══ RECORDS SHOWN

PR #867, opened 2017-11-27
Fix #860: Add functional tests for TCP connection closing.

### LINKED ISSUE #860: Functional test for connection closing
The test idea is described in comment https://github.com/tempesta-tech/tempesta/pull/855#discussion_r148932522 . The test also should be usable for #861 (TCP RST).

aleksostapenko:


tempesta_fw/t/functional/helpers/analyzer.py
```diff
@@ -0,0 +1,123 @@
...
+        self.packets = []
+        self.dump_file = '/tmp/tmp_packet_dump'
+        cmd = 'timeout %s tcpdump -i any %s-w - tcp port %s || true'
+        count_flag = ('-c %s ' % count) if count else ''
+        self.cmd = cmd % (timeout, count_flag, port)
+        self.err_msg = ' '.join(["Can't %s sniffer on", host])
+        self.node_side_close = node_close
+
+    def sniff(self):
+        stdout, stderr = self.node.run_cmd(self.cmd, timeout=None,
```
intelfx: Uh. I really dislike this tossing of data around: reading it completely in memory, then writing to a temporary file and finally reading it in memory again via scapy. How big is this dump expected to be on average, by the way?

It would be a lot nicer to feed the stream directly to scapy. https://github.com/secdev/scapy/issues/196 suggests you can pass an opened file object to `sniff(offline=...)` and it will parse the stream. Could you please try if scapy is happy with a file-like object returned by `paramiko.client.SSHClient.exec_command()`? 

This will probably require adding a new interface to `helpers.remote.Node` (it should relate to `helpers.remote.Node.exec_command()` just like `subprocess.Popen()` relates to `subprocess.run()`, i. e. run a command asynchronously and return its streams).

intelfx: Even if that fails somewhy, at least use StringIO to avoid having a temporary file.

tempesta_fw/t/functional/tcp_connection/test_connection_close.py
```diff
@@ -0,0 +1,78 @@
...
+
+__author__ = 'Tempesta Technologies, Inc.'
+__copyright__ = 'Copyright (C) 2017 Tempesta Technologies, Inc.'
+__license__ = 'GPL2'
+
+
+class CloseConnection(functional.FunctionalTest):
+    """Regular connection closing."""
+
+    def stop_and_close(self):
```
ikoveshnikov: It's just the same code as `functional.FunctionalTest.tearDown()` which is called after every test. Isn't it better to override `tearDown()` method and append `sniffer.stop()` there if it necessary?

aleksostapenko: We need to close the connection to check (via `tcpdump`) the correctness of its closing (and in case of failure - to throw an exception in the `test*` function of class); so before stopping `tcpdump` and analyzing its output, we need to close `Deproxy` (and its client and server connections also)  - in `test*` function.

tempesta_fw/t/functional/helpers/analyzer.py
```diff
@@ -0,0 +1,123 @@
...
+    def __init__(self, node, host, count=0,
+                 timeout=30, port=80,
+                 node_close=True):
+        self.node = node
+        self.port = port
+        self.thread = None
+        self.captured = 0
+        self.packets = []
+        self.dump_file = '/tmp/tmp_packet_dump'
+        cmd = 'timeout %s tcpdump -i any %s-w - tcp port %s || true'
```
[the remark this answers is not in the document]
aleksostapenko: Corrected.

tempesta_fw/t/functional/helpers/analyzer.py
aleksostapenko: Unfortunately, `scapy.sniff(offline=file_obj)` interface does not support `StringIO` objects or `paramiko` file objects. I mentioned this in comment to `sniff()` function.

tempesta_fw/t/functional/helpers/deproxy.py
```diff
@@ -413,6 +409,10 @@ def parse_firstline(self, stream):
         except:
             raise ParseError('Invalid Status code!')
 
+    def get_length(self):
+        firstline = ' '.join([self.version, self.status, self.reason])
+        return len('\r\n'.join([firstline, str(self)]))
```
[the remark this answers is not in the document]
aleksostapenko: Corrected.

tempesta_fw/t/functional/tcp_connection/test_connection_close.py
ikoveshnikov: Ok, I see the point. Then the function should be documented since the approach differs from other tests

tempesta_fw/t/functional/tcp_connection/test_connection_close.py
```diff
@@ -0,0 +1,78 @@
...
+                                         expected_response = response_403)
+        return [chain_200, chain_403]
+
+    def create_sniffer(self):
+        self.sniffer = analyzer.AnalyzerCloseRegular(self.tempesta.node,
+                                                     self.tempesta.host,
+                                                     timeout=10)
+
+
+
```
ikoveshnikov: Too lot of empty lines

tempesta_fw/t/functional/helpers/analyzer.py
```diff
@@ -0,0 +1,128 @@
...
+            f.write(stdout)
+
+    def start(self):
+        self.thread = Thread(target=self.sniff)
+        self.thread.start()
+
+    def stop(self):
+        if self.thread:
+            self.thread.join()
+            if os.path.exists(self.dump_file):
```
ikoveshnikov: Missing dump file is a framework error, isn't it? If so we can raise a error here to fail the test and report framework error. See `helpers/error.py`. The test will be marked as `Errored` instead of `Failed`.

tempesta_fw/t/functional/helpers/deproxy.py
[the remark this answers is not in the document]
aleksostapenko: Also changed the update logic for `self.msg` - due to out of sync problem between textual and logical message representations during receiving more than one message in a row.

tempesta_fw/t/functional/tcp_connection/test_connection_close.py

════

■ **TASK INSTRUCTIONS**
Transcribe each entry verbatim, leaving none out.

■ **RESPONSE TO THIS EXERCISE**
PR #867, opened 2017-11-27
Fix #860: Add functional tests for TCP connection closing.

### LINKED ISSUE #860: Functional test for connection closing
The test idea is described in comment https://github.com/tempesta-tech/tempesta/pull/855#discussion_r148932522 . The test also should be usable for #861 (TCP RST).

aleksostapenko:


tempesta_fw/t/functional/helpers/analyzer.py
```diff
@@ -0,0 +1,123 @@
...
+        self.packets = []
+        self.dump_file = '/tmp/tmp_packet_dump'
+        cmd = 'timeout %s tcpdump -i any %s-w - tcp port %s || true'
+        count_flag = ('-c %s ' % count) if count else ''
+        self.cmd = cmd % (timeout, count_flag, port)
+        self.err_msg = ' '.join(["Can't %s sniffer on", host])
+        self.node_side_close = node_close
+
+    def sniff(self):
+        stdout, stderr = self.node.run_cmd(self.cmd, timeout=None,
```
intelfx: Uh. I really dislike this tossing of data around: reading it completely in memory, then writing to a temporary file and finally reading it in memory again via scapy. How big is this dump expected to be on average, by the way?

It would be a lot nicer to feed the stream directly to scapy. https://github.com/secdev/scapy/issues/196 suggests you can pass an opened file object to `sniff(offline=...)` and it will parse the stream. Could you please try if scapy is happy with a file-like object returned by `paramiko.client.SSHClient.exec_command()`? 

This will probably require adding a new interface to `helpers.remote.Node` (it should relate to `helpers.remote.Node.exec_command()` just like `subprocess.Popen()` relates to `subprocess.run()`, i. e. run a command asynchronously and return its streams).

intelfx: Even if that fails somewhy, at least use StringIO to avoid having a temporary file.

tempesta_fw/t/functional/tcp_connection/test_connection_close.py
```diff
@@ -0,0 +1,78 @@
...
+
+__author__ = 'Tempesta Technologies, Inc.'
+__copyright__ = 'Copyright (C) 2017 Tempesta Technologies, Inc.'
+__license__ = 'GPL2'
+
+
+class CloseConnection(functional.FunctionalTest):
+    """Regular connection closing."""
+
+    def stop_and_close(self):
```
ikoveshnikov: It's just the same code as `functional.FunctionalTest.tearDown()` which is called after every test. Isn't it better to override `tearDown()` method and append `sniffer.stop()` there if it necessary?

aleksostapenko: We need to close the connection to check (via `tcpdump`) the correctness of its closing (and in case of failure - to throw an exception in the `test*` function of class); so before stopping `tcpdump` and analyzing its output, we need to close `Deproxy` (and its client and server connections also)  - in `test*` function.

tempesta_fw/t/functional/helpers/analyzer.py
```diff
@@ -0,0 +1,123 @@
...
+    def __init__(self, node, host, count=0,
+                 timeout=30, port=80,
+                 node_close=True):
+        self.node = node
+        self.port = port
+        self.thread = None
+        self.captured = 0
+        self.packets = []
+        self.dump_file = '/tmp/tmp_packet_dump'
+        cmd = 'timeout %s tcpdump -i any %s-w - tcp port %s || true'
```
[the remark this answers is not in the document]
aleksostapenko: Corrected.

tempesta_fw/t/functional/helpers/analyzer.py
aleksostapenko: Unfortunately, `scapy.sniff(offline=file_obj)` interface does not support `StringIO` objects or `paramiko` file objects. I mentioned this in comment to `sniff()` function.

tempesta_fw/t/functional/helpers/deproxy.py
```diff
@@ -413,6 +409,10 @@ def parse_firstline(self, stream):
         except:
             raise ParseError('Invalid Status code!')
 
+    def get_length(self):
+        firstline = ' '.join([self.version, self.status, self.reason])
+        return len('\r\n'.join([firstline, str(self)]))
```
[the remark this answers is not in the document]
aleksostapenko: Corrected.

tempesta_fw/t/functional/tcp_connection/test_connection_close.py
ikoveshnikov: Ok, I see the point. Then the function should be documented since the approach differs from other tests

tempesta_fw/t/functional/tcp_connection/test_connection_close.py
```diff
@@ -0,0 +1,78 @@
...
+                                         expected_response = response_403)
+        return [chain_200, chain_403]
+
+    def create_sniffer(self):
+        self.sniffer = analyzer.AnalyzerCloseRegular(self.tempesta.node,
+                                                     self.tempesta.host,
+                                                     timeout=10)
+
+
+
```
ikoveshnikov: Too lot of empty lines

tempesta_fw/t/functional/helpers/analyzer.py
```diff
@@ -0,0 +1,128 @@
...
+            f.write(stdout)
+
+    def start(self):
+        self.thread = Thread(target=self.sniff)
+        self.thread.start()
+
+    def stop(self):
+        if self.thread:
+            self.thread.join()
+            if os.path.exists(self.dump_file):
```
ikoveshnikov: Missing dump file is a framework error, isn't it? If so we can raise a error here to fail the test and report framework error. See `helpers/error.py`. The test will be marked as `Errored` instead of `Failed`.

tempesta_fw/t/functional/helpers/deproxy.py
[the remark this answers is not in the document]
aleksostapenko: Also changed the update logic for `self.msg` - due to out of sync problem between textual and logical message representations during receiving more than one message in a row.

tempesta_fw/t/functional/tcp_connection/test_connection_close.py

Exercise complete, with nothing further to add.